(Stored items)
* * *
PR #159, opened 2017-06-20
Vectorization

sppalkia:
Implements simple vectorization. This PR has a number of limitations which will be addressed shortly.

The gist of how it works: The vectorizer checks to make sure all the requirements for vectorization are met. If so, it changes the types of compatible expressions to the new `Vectorized` type.

Iterators in loops now have a kind: `VectorIter`, `ScalarIter`, or `FringeIter`. The `ScalarIter` indicates no vectorization. The `VectorIter` loads elements according to the usual iterator rules until it can't fill a vector because the iterator ends. The `FringeIter` runs scalar code which handles the "fringe" of the vector iterator.

Code generation is responsible for implementing the above iterators correctly.

For a detailed description of requirements and current limitations, see this doc:
https://github.com/sppalkia/weld/blob/vectors-2/docs/internals/vectorization.md


docs/internals/vectorization.md
```diff
@@ -0,0 +1,72 @@
+## Vectorization in Weld
```
mateiz: This is great, thanks for writing an overview doc

weld/partial_types.rs
```diff
@@ -10,6 +10,7 @@ use super::error::*;
 pub enum PartialType {
     Unknown,
     Scalar(ScalarKind),
+    Vectorized(ScalarKind),
     Vector(Box<PartialType>),
```
mateiz: As a nit, I think this Vectorized vs Vector is kind of confusing. Not sure how to change it except to change Vector to List or Array. Maybe we can make that change later so we don't delay this PR, but think about alternative names here.

weld/pretty_print.rs
```diff
@@ -26,6 +26,12 @@ impl PrintableType for Type {
             Scalar(I64) => "i64".to_string(),
             Scalar(F32) => "f32".to_string(),
             Scalar(F64) => "f64".to_string(),
+            Vectorized(Bool) => "<? x bool>".to_string(),
+            Vectorized(I8) => "<? x i8>".to_string(),
+            Vectorized(I32) => "<? x i32>".to_string(),
+            Vectorized(I64) => "<? x i64>".to_string(),
+            Vectorized(F32) => "<? x f32>".to_string(),
+            Vectorized(F64) => "<? x f64>".to_string(),
```
mateiz: Do we want to allow parsing these too? I'd consider allowing that and choosing a simpler syntax, e.g. `simd[i32]`.

Also on a separate node you can factor this code to implement pretty_print for `ScalarKind` only once (perhaps just implement `Display` on it).

weld/partial_types.rs
mateiz: Maybe one idea is to switch `Vectorized` to `Simd`. Or we can change `Vectorized` to `Vector` and `Vector` to `Seq` or `List` or something.

tests/integration_tests.rs
```diff
@@ -622,6 +622,32 @@ fn complex_parallel_for_appender_loop() {
     unsafe { weld_value_free(ret_value) };
 }
 
+fn simple_for_vectorizable_loop() {
```
mateiz: Do you actually check that this vectorized the loop?

This is another reason it may be good to implement parsing -- so we can have tests that directly execute some vectorized code.

mateiz: Also we should have unit tests for the other builders that support vectorization.

weld/partial_types.rs
sppalkia: I renamed this to `Simd`.

weld/pretty_print.rs
sppalkia: Added parsing. This may need to change in the future but it works for now (namely, since the length is not encoded in the AST, there is no way to specify literals like `<1, 2, 3, 4>`. I added a `broadcast` node so vectors composed of a single constant can be expressed (e.g,. `<1, 1, 1, 1>` can be expressed with `broadcast(1)`).

tests/integration_tests.rs
sppalkia: I've only implemented `merger` so far but `appender` is coming soon. Right now I'll just print something if it vectorizes (so I know all the merger loops are being vectorized now), but yes, checking the string is better so we don't need to print. I'll add that.

sppalkia:
@mateiz I addressed most of your comments (still need to add some tests and check whether things are getting vectorized by comparing their strings). I also added a few more features:

* Predication
* A broadcast node to represent vectors composed of a single constant
* Support for vectorizing functions which have more than one iterator (i.e., a `zip`)
* Parsing and type inference for vectors.

Also renamed `Vectorized` to `Simd`, and vector types now print as `simd[T]`.

weld/exprs.rs
```diff
@@ -217,6 +226,28 @@ pub fn if_expr(cond: Expr<Type>,
              ty)
 }
 
+pub fn select_expr(cond: Expr<Type>,
+               on_true: Expr<Type>,
+               on_false: Expr<Type>)
+               -> WeldResult<Expr<Type>> {
+    let err = weld_err!("Internal error: Mismatched types in select_expr");
+    if cond.ty != Scalar(ScalarKind::Bool) && cond.ty != Simd(ScalarKind::Bool) {
```
jjthomas: I see, you allow the input code to have `simd` expressions

tests/integration_tests.rs
```diff
@@ -622,6 +622,58 @@ fn complex_parallel_for_appender_loop() {
...
+    #[allow(dead_code)]
+    struct Args {
+        x: WeldVec<i32>,
+    }
+
+    let code = "|x:vec[i32]| result(for(x, merger[i32,+], |b,i,e| let a = 1; let a2 = a + 1; merge(b, e+a2)))";
+    let conf = default_conf();
+
+    let size = 1000;
```
jjthomas: Can you make the sizes of this and other vectorization tests not multiples of 4 so that fringing is tested?

weld/vectorizer.rs
```diff
@@ -0,0 +1,362 @@
...
+            }
+        }
+        if iter.kind != IterKind::ScalarIter {
+            return false;
+        }
+    }
+    true
+}
+
+/// Vectorizes the expression by changing it's type if the expression is a scalar.
```
jjthomas: it's -> its

tests/integration_tests.rs
```diff
@@ -649,6 +701,39 @@ fn simple_for_merger_loop() {
...
+    let y_data = vec![1; size as usize];
+
+    let ref input_data = Args {
+        x: WeldVec {
+            data: x_data.as_ptr(),
+            len: x_data.len() as i64,
+        },
+        y: WeldVec {
+            data: x_data.as_ptr(),
+            len: x_data.len() as i64,
```
mateiz: shouldn't this be y_data? I get an "unused variable" on y_data, although it is identical to x_data in this case

tests/integration_tests.rs
mateiz: Probably should try both a fringing and non-fringing test case

weld/vectorizer.rs
```diff
@@ -0,0 +1,362 @@
...
+    if new_expr.is_some() {
+        *e = new_expr.unwrap();
+    }
+
+    Ok(cont)
+}
+
+
+/// Checks basic vectorizability for a loop - this is a strong check which ensure that the only
+/// expressions which appear in a function body are arithmetic, identifiers, literals,and Let
```
mateiz: typo here?

docs/internals/vectorization.md
```diff
@@ -0,0 +1,74 @@
...
+* `broadcast(s)` broadcasts the scalar value in `s` to a vector.
+* `select(cond, on_true, on_false)` evaluates `cond`, `on_true`, and `on_false` and returns a value
+  based on whether `cond` is `true` or `false`.
+* The `simd[T]` type is used to specify SIMD vectors.
+
+### Current Limitations and To Dos
+
+* Only the `merger` builder is supported
+* Scatters and gathers are not supported (iterators must look at all elements), and index
+  computations are disallowed in the for loop body)
```
mateiz: It looks like the code actually allows these when it tries to vectorize, but then fails during LLVM compilation. E.g. try

```
|x:vec[i64]| result(for(x, merger[i64,+], |b,i,e| merge(b, e+i)))
```

weld/sir.rs
```diff
@@ -355,11 +374,12 @@ impl fmt::Display for ParallelForIter {
...
             write!(f,
-                   "iter({}, {}, {}, {})",
+                   "iter({}, {}, {}, {}, {})",
                    self.data,
                    self.start.clone().unwrap(),
                    self.end.clone().unwrap(),
-                   self.stride.clone().unwrap())
+                   self.stride.clone().unwrap(),
+                   self.kind)
         } else {
```
mateiz: Nit: add another case for when self.kind is set so that we see fringe vs vectorized in the SIR programs

weld/sir.rs
```diff
@@ -441,6 +461,9 @@ fn sir_param_correction_helper(prog: &mut SirProgram,
                 Negate { ref child, .. } => {
                     vars.push(child.clone());
                 }
+                Broadcast { ref child, .. } => {
```
mateiz: document what this does here

weld/llvm.rs
```diff
@@ -387,16 +421,60 @@ impl LlvmGenerator {
...
+                            let arr_len = ctx.var_ids.next();
+                            let offset = ctx.var_ids.next();
+                            let final_idx = ctx.var_ids.next();
+
+                            ctx.code
+                                .add(format!("{} = call i64 {}.size({} {})",
+                                arr_len,
+                                data_prefix,
+                                &data_ty_str,
+                                data_str));
```
sppalkia: These are all because of `rustfmt`...should I change them? We've stopped using that tool because it changes how it formats code every minor release.

weld/sir.rs
sppalkia: I put a note on what this does in `ast.rs`; putting in `sir.rs` seems kind of weird.

sppalkia:
@jjthomas @mateiz addressed comments. @mateiz, the weird formatting is from `rustfmt`, which we've stopped using now (because the way it formats code changes every time they update the tool, so it makes commits very long). Maybe we can fix those things using the auto-formatter when it's stable?

mateiz:
We should just not use rustfmt and fix them by hand until it's good. It makes the code really hard to read.

sppalkia:
That works - I can do that in another PR since the entire codebase has the weird "ctx.code\n.add" thing - don't want to increase the diff for this file/make it inconsistent.

mateiz:
Looks like this has a merge conflict now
* * *
Working through the data above, find every line holding "them" and copy it.

# YOUR RESPONSE
sppalkia: These are all because of `rustfmt`...should I change them? We've stopped using that tool because it changes how it formats code every minor release.
We should just not use rustfmt and fix them by hand until it's good. It makes the code really hard to read.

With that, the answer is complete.